**Work instruction:**
Search the material below for the word "GROUP". Copy every line where it is found.
= Beginning of Section =
PR #1397, opened 2026-05-26
fix: prefer underlying disk name over cache wrapper in getDisksFromSystemDisks

### LINKED ISSUE #1396: Backup fails with 'part not found after FREEZE' when cache disk wraps an S3 object disk
# Bug: Backup fails with "part not found after FREEZE" when cache disk wraps an S3 object disk

## Summary

`clickhouse-backup` fails to back up tables stored on S3 object disks when a ClickHouse cache disk (e.g., `s3_cache`) wraps the underlying object disk (e.g., `s3_disk`). The error is:

```
part "<part_name>" not found in system.parts (database=<db>, table=<table>, disk_name=s3_cache) after FREEZE
```

## Environment

- **ClickHouse version:** 25.11.8.25
- **clickhouse-backup version:** v2.7.0
- **Storage configuration:** Hybrid tiered storage with EBS (local) + S3 object disk + S3 cache disk
- **Architecture:** linux/arm64

## Storage Configuration

```xml
<storage_configuration>
  <disks>
    <default>
      <keep_free_space_bytes>1073741824</keep_free_space_bytes>
    </default>
    <s3_disk>
      <type>s3</type>
      <endpoint>https://bucket.s3.us-east-1.amazonaws.com/prefix/</endpoint>
      <use_environment_credentials>true</use_environment_credentials>
      <metadata_path>/var/lib/clickhouse/disks/s3_disk/</metadata_path>
    </s3_disk>
    <s3_cache>
      <type>cache</type>
      <disk>s3_disk</disk>
      <path>/var/lib/clickhouse/filesystem_caches/s3_cache/</path>
      <max_size>10737418240</max_size>
    </s3_cache>
  </disks>
  <policies>
    <s3_tiered>
      <volumes>
        <main><disk>default</disk></main>
        <cold><disk>s3_cache</disk></cold>
      </volumes>
    </s3_tiered>
  </policies>
</storage_configuration>
```

## Root Cause

In `getDisksFromSystemDisks()` ([pkg/clickhouse/clickhouse.go](https://github.com/Altinity/clickhouse-backup/blob/v2.7.0/pkg/clickhouse/clickhouse.go#L307)), the SQL query uses `GROUP BY d.path` with `any(d.name)` to deduplicate disks by path. However, when a cache disk wraps an underlying object disk, **both disks share the same `d.path`** (metadata path):

```sql
SELECT name, path, type, cache_path FROM system.disks;
```

| name      | path                               | type          | cache_path                                     |
|-----------|------------------------------------|--------------|-------------------------------------------------|
| default   | /var/lib/clickhouse/               | Local         |                                                 |
| s3_cache  | /var/lib/clickhouse/disks/s3_disk/ | ObjectStorage | /var/lib/clickhouse/filesystem_caches/s3_cache/ |
| s3_disk   | /var/lib/clickhouse/disks/s3_disk/ | ObjectStorage |                                                 |

Because both `s3_cache` and `s3_disk` share the same `d.path`, `GROUP BY d.path` collapses them into a single row. The `any(d.name)` aggregate function then **arbitrarily** picks either `s3_cache` or `s3_disk`.

When `s3_cache` is selected, `clickhouse-backup` later queries `system.parts` using `disk_name = 's3_cache'`. However, **`system.parts` always reports the underlying disk name** (`s3_disk`), not the cache wrapper. This mismatch causes `fetchHashOfAllFiles` to find zero parts and fail with:

```
part "all_1_1_0" not found in system.parts (database=mydb, table=my_table, disk_name=s3_cache) after FREEZE
```

### Why `d.type` cannot distinguish cache disks

In modern ClickHouse versions (25.x+), both the cache disk and its underlying disk report `type = 'ObjectStorage'` in `system.disks`. The older `type = 'Cache'` classification is no longer used. This means filtering on `d.type` is insufficient to distinguish cache disks from their underlying disks.

### Evidence from `system.disks`

```sql
SELECT name, path, type, object_storage_type, cache_path FROM system.disks;
```

| name      | type          | object_storage_type | cache_path                                     |
|-----------|--------------|---------------------|-------------------------------------------------|
| default   | Local         | None                |                                                 |
| s3_cache  | ObjectStorage | S3                  | /var/lib/clickhouse/filesystem_caches/s3_cache/ |
| s3_disk   | ObjectStorage | S3                  | *(empty)*                                       |

The **`cache_path` column** is the only reliable differentiator: cache disks have a non-empty `cache_path`, while underlying disks have an empty `cache_path`.

## Steps to Reproduce

1. Configure ClickHouse with a tiered storage policy using an S3 object disk + cache disk (as shown above)
2. Create a table using the `s3_tiered` storage policy
3. Insert data so that some parts are on the `default` (EBS) disk and some on `s3_disk` (cold tier)
4. Run `clickhouse-backup create` or `clickhouse-backup create_remote`
5. Observe the error:
   ```
   part "..." not found in system.parts (database=..., table=..., disk_name=s3_cache) after FREEZE
   ```

Note: The error is **non-deterministic** — it depends on which disk name `any(d.name)` happens to pick. In some cases it may pick `s3_disk` (correct) and the backup succeeds; in others it picks `s3_cache` (incorrect) and the backup fails.

## Expected Behavior

`clickhouse-backup` should always resolve the underlying (non-cache) disk name when cache disks are present, since `system.parts` reports the underlying disk name.

## Actual Behavior

`clickhouse-backup` may resolve the cache disk name (`s3_cache`) instead of the underlying disk name (`s3_disk`), causing a mismatch with `system.parts` and a backup failure.

## Workaround

There is no workaround without patching the binary. Setting `disk_mapping` does not help because it adds the cache disk as a separate entry rather than remapping the name.

vizsmurali:
# fix: prefer underlying disk name over cache wrapper in getDisksFromSystemDisks

## Problem

When a ClickHouse cache disk wraps an S3 object disk, both disks share the same
`path` (metadata path) in `system.disks`. The `GROUP BY d.path` clause in
`getDisksFromSystemDisks()` collapses them into one row, and `any(d.name)` may
arbitrarily pick the cache disk name (e.g., `s3_cache`) instead of the
underlying disk name (e.g., `s3_disk`).

This causes `fetchHashOfAllFiles` to query `system.parts` with
`disk_name = 's3_cache'`, but `system.parts` always reports the underlying disk
name (`s3_disk`), resulting in:

```
part "..." not found in system.parts (database=..., table=..., disk_name=s3_cache) after FREEZE
```

The bug is **non-deterministic** — `any()` may pick either name depending on
the query execution order.

### Why `d.type` is insufficient

In ClickHouse 25.x+, both cache and underlying disks report
`type = 'ObjectStorage'` in `system.disks`. The older `type = 'Cache'`
classification is no longer used, so type-based filtering cannot distinguish
them.

## Fix

Use the `cache_path` column from `system.disks` to reliably distinguish cache
disks from underlying disks:

- Cache disks have a **non-empty** `cache_path`
  (e.g., `/var/lib/clickhouse/filesystem_caches/s3_cache/`)
- Underlying disks have an **empty** `cache_path`

Replace `any(d.name)` with `argMin(d.name, d.cache_path != '')`:

- For non-cache disks: `cache_path != ''` evaluates to `0` (false)
- For cache disks: `cache_path != ''` evaluates to `1` (true)
- `argMin` picks the name with the **minimum** sort value, i.e., the
  non-cache disk name (`0 < 1`)

The fix also detects whether the `cache_path` column exists in `system.disks`
(for backward compatibility with older ClickHouse versions) before using it.

## Changes

- `pkg/clickhouse/clickhouse.go`:
  - Added `CachePathPresent` field to `DiskFields` struct
  - Added detection of `cache_path` column in `system.columns`
  - Changed disk name SQL from `any(d.name)` to
    `argMin(d.name, d.cache_path != '')` when `cache_path` column exists
  - Parameterized the disk name SQL in the final query

### `system.disks` showing the shared path problem

```
┌─name─────┬─path───────────────────────────────┬─type──────────┬─cache_path──────────────────────────────────┐
│ default  │ /var/lib/clickhouse/               │ Local         │                                             │
│ s3_cache │ /var/lib/clickhouse/disks/s3_disk/ │ ObjectStorage │ /var/lib/clickhouse/filesystem_caches/s3_cache/ │
│ s3_disk  │ /var/lib/clickhouse/disks/s3_disk/ │ ObjectStorage │                                             │
└──────────┴────────────────────────────────────┴───────────────┴─────────────────────────────────────────────┘
```

### Before fix (v2.7.0)

```
ERR part "all_1_42_7" not found in system.parts
    (database=mydb, table=my_table, disk_name=s3_cache) after FREEZE
```

### After fix

Successfully backed up a database with multiple tables (TiB-scale S3 object disk
+ GiB-scale EBS local data) with zero errors on a ClickHouse 25.11 cluster.

## Backward Compatibility

- The `cache_path` column detection is gated behind a check in
  `system.columns`, so older ClickHouse versions without this column will
  continue to use `any(d.name)` as before.
- When no cache disks are configured, `argMin(d.name, d.cache_path != '')`
  degrades to picking an arbitrary name (all have `cache_path = ''`), which is
  equivalent to the current `any(d.name)` behavior.

## Testing

- Manually tested on ClickHouse 25.11 with hybrid tiered storage
  (local disk + S3 object disk + S3 cache disk)
- Full database backup of multiple tables with TiB-scale S3 object disk data,
  completed with zero errors
- Full database restore: verified disk routing (hot data → local, cold data → S3)

Fixes #1396

### DIFF
--- a/pkg/backup/create.go
+++ b/pkg/backup/create.go
@@ -1081,11 +1081,20 @@ func (b *Backuper) AddTableToLocalBackup(ctx context.Context, backupName string,
 	return disksToPartsMap, realSize, objectDiskSize, checksums, hashOfAllFiles, nil
 }
 
-// fetchHashOfAllFiles returns name → hash_of_all_files for the given parts on
-// disk `diskName`. The value is whatever ClickHouse prints in
-// system.parts.hash_of_all_files (already lowercased); the storage and
-// compare paths are version-agnostic because both ends use the server's
-// formatting.
+// fetchHashOfAllFiles returns name → hash_of_all_files for the given parts of
+// `database`.`table` (frozen from disk `diskName`). The value is whatever
+// ClickHouse prints in system.parts.hash_of_all_files (already lowercased); the
+// storage and compare paths are version-agnostic because both ends use the
+// server's formatting.
+//
+// We deliberately do NOT filter by disk_name: when a cache disk wraps an object
+// disk, both share the same metadata path, and system.parts reports the part
+// under the cache disk name (the disk named in the storage policy), not the
+// underlying disk that clickhouse-backup walks the shadow tree from. Filtering
+// by diskName would miss those parts (see issue #1396). Part names are unique
+// within a table's active set, and inactive copies left by a move carry
+// identical content (hence identical hash_of_all_files), so matching by
+// database+table+name is unambiguous.
 //
 // Called right after FREEZE so the active-set delta is essentially zero —
 // inactive parts also remain visible in system.parts for ~480s, which makes
@@ -1096,8 +1105,8 @@ func (b *Backuper) fetchHashOfAllFiles(ctx context.Context, database, table, dis
 		Name string `ch:"name"`
 		Hash string `ch:"hash_of_all_files"`
 	}
-	q := "SELECT name, lower(hash_of_all_files) AS hash_of_all_files FROM system.parts WHERE database=? AND `table`=? AND disk_name=? AND has(?, name)"
-	if err := b.ch.SelectContext(ctx, &rows, q, database, table, diskName, partNames); err != nil {
+	q := "SELECT name, lower(hash_of_all_files) AS hash_of_all_files FROM system.parts WHERE database=? AND `table`=? AND has(?, name)"
+	if err := b.ch.SelectContext(ctx, &rows, q, database, table, partNames); err != nil {
 		return nil, errors.Wrap(err, "SELECT hash_of_all_files FROM system.parts")
 	}
 	hashByName := make(map[string]string, len(rows))
--- a/pkg/backup/create.go
+++ b/pkg/backup/create.go
@@ -1099,7 +1099,9 @@ func (b *Backuper) AddTableToLocalBackup(ctx context.Context, backupName string,
 // Called right after FREEZE so the active-set delta is essentially zero —
 // inactive parts also remain visible in system.parts for ~480s, which makes
 // the race window practically impossible to hit. If a frozen part is missing
-// from the result we surface a hard error rather than silently dropping it.
+// from the result we surface a hard error rather than silently dropping it,
+// unless the table itself was dropped/detached concurrently (the documented
+// IgnoreNotExistsErrorDuringFreeze race), in which case we skip the part.
 func (b *Backuper) fetchHashOfAllFiles(ctx context.Context, database, table, diskName string, partNames []string) (map[string]string, error) {
 	var rows []struct {
 		Name string `ch:"name"`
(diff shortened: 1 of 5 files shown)


Slach (changes requested):
could you add e2e test in test/integration/ ?

vizsmurali:
Thanks for the review! I've added an e2e integration test in `test/integration/cacheDiskBackup_test.go` (`TestCacheDiskBackup`).

The test:
1. Configures ClickHouse with `s3_disk` + `s3_cache` (cache wrapper) + `s3_tiered` storage policy
2. Creates a table with TTL to move old data to the S3 cold volume
3. Runs backup — this is where the bug manifested (`part not found after FREEZE`)
4. Uploads, downloads, and restores the backup
5. Verifies data integrity (row count) after restore

Requires ClickHouse >= 22.3 for cache disk support. Compiles and passes `go vet`.

@Slach please review
Thanks again

Slach (approved):

Slach:
@vizsmurali thanks for contribution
= End of Section =
**Answer section:**
In `getDisksFromSystemDisks()` ([pkg/clickhouse/clickhouse.go](https://github.com/Altinity/clickhouse-backup/blob/v2.7.0/pkg/clickhouse/clickhouse.go#L307)), the SQL query uses `GROUP BY d.path` with `any(d.name)` to deduplicate disks by path. However, when a cache disk wraps an underlying object disk, **both disks share the same `d.path`** (metadata path):
Because both `s3_cache` and `s3_disk` share the same `d.path`, `GROUP BY d.path` collapses them into a single row. The `any(d.name)` aggregate function then **arbitrarily** picks either `s3_cache` or `s3_disk`.
`path` (metadata path) in `system.disks`. The `GROUP BY d.path` clause in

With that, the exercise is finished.